◆ Task description ◆
For every line in the records that has the word "result", make a copy.

◆ The data ◆
Issue #650, opened 2021-12-01
Orchestrations stuck in Pending when using mismatched versions of DurableTask.AzureStorage


cgillum:
### Issue
When using DT.AzureStorage v1.8.4 or earlier to start orchestrations that get picked up by a worker running DT.AzureStorage v1.8.5 or later, the orchestrations will get permanently stuck in a "Pending" state.

### Root Cause
This is a regression caused by the orchestration de-duplication start PR: https://github.com/Azure/durabletask/pull/528. The de-dupe detection assumes that newly started orchestrations will have an ExecutionId field in the Instances table, which is true for v1.8.5+ clients. However, if this field doesn't exist, the de-dupe logic incorrectly flags the start message as a duplicate and discards it.

### Workaround
When upgrading from DT.AzureStorage v1.8.4 or earlier to a newer version of DT.AzureStorage, you must either ensure all clients and workers are upgraded together or ensure that all clients are upgraded BEFORE any workers get upgraded.

PR #651, opened 2021-12-01
Fix compatibility issue between older clients and newer workers on DT.AzureStorage

cgillum:
Fixes https://github.com/Azure/durabletask/issues/650.

The fix is to essentially short-circuit out of de-dupe detection if the Instances table has a record with a null value for ExecutionId. This will be true only for orchestrations that are started with clients on v1.8.4 or earlier (ExecutionId wasn't added until after the orchestration checkpointed once). For newer clients that do add ExecutionId when scheduling an orchestration, de-dupe detection should continue to work as normal - no change in behavior.

### DIFF
--- a/src/DurableTask.AzureStorage/OrchestrationSessionManager.cs
+++ b/src/DurableTask.AzureStorage/OrchestrationSessionManager.cs
@@ -238,8 +238,8 @@ namespace DurableTask.AzureStorage
                 if (remoteOrchestrationsById.TryGetValue(localInstance.InstanceId, out OrchestrationState remoteInstance) &&
                     (remoteInstance.OrchestrationInstance.ExecutionId == null || string.Equals(localInstance.ExecutionId, remoteInstance.OrchestrationInstance.ExecutionId, StringComparison.OrdinalIgnoreCase)))
                 {
-                    // Happy path: The message matches the table status -OR- the table doesn't have an execution ID field (older clients, pre-v1.8.5),
-                    // in which case we have no way of knowing whether it's a duplicate. Allow it to run.
+                    // Happy path: The message matches the table status. Alternatively, if the table doesn't have an ExecutionId field (older clients, pre-v1.8.5),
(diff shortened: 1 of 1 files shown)


src/DurableTask.AzureStorage/OrchestrationSessionManager.cs
```diff
@@ -236,9 +236,10 @@ async Task DequeueLoop(string partitionId, ControlQueue controlQueue, Cancellati
             {
                 OrchestrationInstance localInstance = message.TaskMessage.OrchestrationInstance;
                 if (remoteOrchestrationsById.TryGetValue(localInstance.InstanceId, out OrchestrationState remoteInstance) &&
-                    string.Equals(localInstance.ExecutionId, remoteInstance.OrchestrationInstance.ExecutionId, StringComparison.OrdinalIgnoreCase))
+                    (remoteInstance.OrchestrationInstance.ExecutionId == null || string.Equals(localInstance.ExecutionId, remoteInstance.OrchestrationInstance.ExecutionId, StringComparison.OrdinalIgnoreCase)))
                 {
-                    // Happy path: The message matches the table status. Allow it to run.
+                    // Happy path: The message matches the table status -OR- the table doesn't have an execution ID field (older clients, pre-v1.8.5),
+                    // in which case we have no way of knowing whether it's a duplicate. Allow it to run.
```
davidmrdavid, line 242: nit: In this comment, I'm unsure if "in which case" applies only to the older-clients-case or if it applies to the entirety of cases under this branch.

As a non-blocking suggestion, I would like to see this made clear. If it applies to both cases, then to say "in both cases" and if it applies only to the latter, then to say: "in the latter (older clients) case, there's no way of knowing ..."

davidmrdavid (approved):
LGTM with non-blocking nit.

cgillum:
Got an internal customer to independently verify this fix as well.

PR #652, opened 2021-12-04
Fix retry interceptor sleeps

pavisalavisa:
The final sleep inside the retry loop is redundant. 

The sleep period should take place between two retries. 

For example: If the max number of attempts is three, the total number of sleep periods should be two, as illustrated below.
image

This effect is amplified when retry intervals are relatively big (e.g., 30 mins), leading to undesirable side effects in the client code.

I created a couple of test cases reproducing the defect and verifying that the applied fix is working as intended.

### DIFF
--- a/Test/DurableTask.Core.Tests/RetryInterceptorTests.cs
+++ b/Test/DurableTask.Core.Tests/RetryInterceptorTests.cs
@@ -1,0 +1,100 @@
+﻿// ---------------------------------------------------------------
+// Copyright (c) Microsoft Corporation. All rights reserved.
+// ---------------------------------------------------------------
+
+namespace DurableTask.Core.Tests
+{
+    using System;
+    using System.IO;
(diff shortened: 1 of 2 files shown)


cgillum (approved):
Thanks for the PR and associated unit tests! I'm surprised something like this hasn't been noticed earlier. I'll run this through our CI to ensure no unintended regressions.

cgillum:
It just occurred to me that this change could impact existing orchestration instances that already have the extra TimerFired event in their history. If those apps upgrade to this version, then I'm worried their orchestrations could fail with [one of these NonDeterministicOrchestrationException's](https://github.com/Azure/durabletask/blob/859311cfc2223eda9404448c7ef9587518988d13/src/DurableTask.Core/TaskOrchestrationContext.cs#L304-L320). In order to make this change backwards compatible, we may need to keep the extra timer in place, but perhaps with a delay of zero.

PR #653, opened 2021-12-07
change OrchestrationInstance and IsReplaying to virtual make it mockable

ChenglongLiu:
Add unit test for orchestrations is a strong requirement. But the `OrchestrationInstance` and `IsReplaying` do not support mock, also the `internal protected set;` access modifiers prevented us update them.

```
[TestMethod]
        public async Task RunTest()
        {
            var mockContext = new Mock<OrchestrationContext>();
            mockContext.Setup(c => c.OrchestrationInstance).Returns(
                () => new OrchestrationInstance()
                {
                    InstanceId = Guid.NewGuid().ToString()
                });
            mockContext.Setup(c => c.CreateClient<ITask>()).Returns(
                () => new MockTask());
            //other mock

            //Test orchestration
            TestOrchestration orchestration = new TestOrchestration();
            var result = await orchestration.RunTask(mockContext.Object, "input");
            Assert.AreEqual("Succeeded", result);
        }
```

### DIFF
--- a/src/DurableTask.Core/OrchestrationContext.cs
+++ b/src/DurableTask.Core/OrchestrationContext.cs
@@ -45,7 +45,7 @@ namespace DurableTask.Core
         /// <summary>
         /// Instance of the currently executing orchestration
         /// </summary>
-        public OrchestrationInstance OrchestrationInstance { get; internal protected set; }
+        public virtual OrchestrationInstance OrchestrationInstance { get; internal protected set; }
 
         /// <summary>
         /// Replay-safe current UTC datetime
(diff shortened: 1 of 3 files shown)


jviau:
Adding `virtual` to a property is considered a binary breaking change.

https://docs.microsoft.com/en-us/dotnet/core/compatibility/

> ❌ DISALLOWED: Adding the virtual keyword to a member
>
> While this often is not a breaking change because the C# compiler tends to emit callvirt Intermediate Language (IL) instructions to call non-virtual methods (callvirt performs a null check, while a normal call doesn't), this behavior is not invariable for several reasons:
>
> C# is not the only language that .NET targets.
>
> The C# compiler increasingly tries to optimize callvirt to a normal call whenever the target method is non-virtual and is probably not null (such as a method accessed through the ?. null propagation operator).
>
> Making a method virtual means that the consumer code would often end up calling it non-virtually.

cgillum:
Closing out this old PR, which I assume is abandoned.

PR #655, opened 2021-12-10
Add SBOM task to release pipeline

davidmrdavid:
Includes SBOM-generation task to our pipeline, which documents our dependencies for cybersecurity compliance, It also uses the new 1ES-approved VM, another compliance requirement.

### DIFF
--- a/azure-pipelines-release.yml
+++ b/azure-pipelines-release.yml
@@ -1,8 +1,10 @@
 trigger: none
 pr: none
 
-pool:
-  vmImage: 'windows-latest'
+ pool:
+  name: '1ES-Hosted-DurableTaskFramework'
+  demands:
+    - ImageOverride -equals MMS2022TLS
 
 steps:
 # Start by restoring all the dependencies. This needs to be its own task
--- a/azure-pipelines-release.yml
+++ b/azure-pipelines-release.yml
@@ -60,12 +60,6 @@ steps:
           }
       ]
 
-- task: AzureArtifacts.manifest-generator-task.manifest-generator-task.ManifestGeneratorTask@0
-  displayName: 'SBOM Generation Task'
-  inputs:
-    BuildDropPath: '$(build.artifactStagingDirectory)'
-    Verbosity: 'Information'
-
 # Packaging needs to be a separate step from build.
 # This will automatically pick up the signed DLLs.
 - task: DotNetCoreCLI@2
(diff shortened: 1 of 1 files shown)


azure-pipelines-release.yml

◆ Written reply ◆
            var result = await orchestration.RunTask(mockContext.Object, "input");
            Assert.AreEqual("Succeeded", result);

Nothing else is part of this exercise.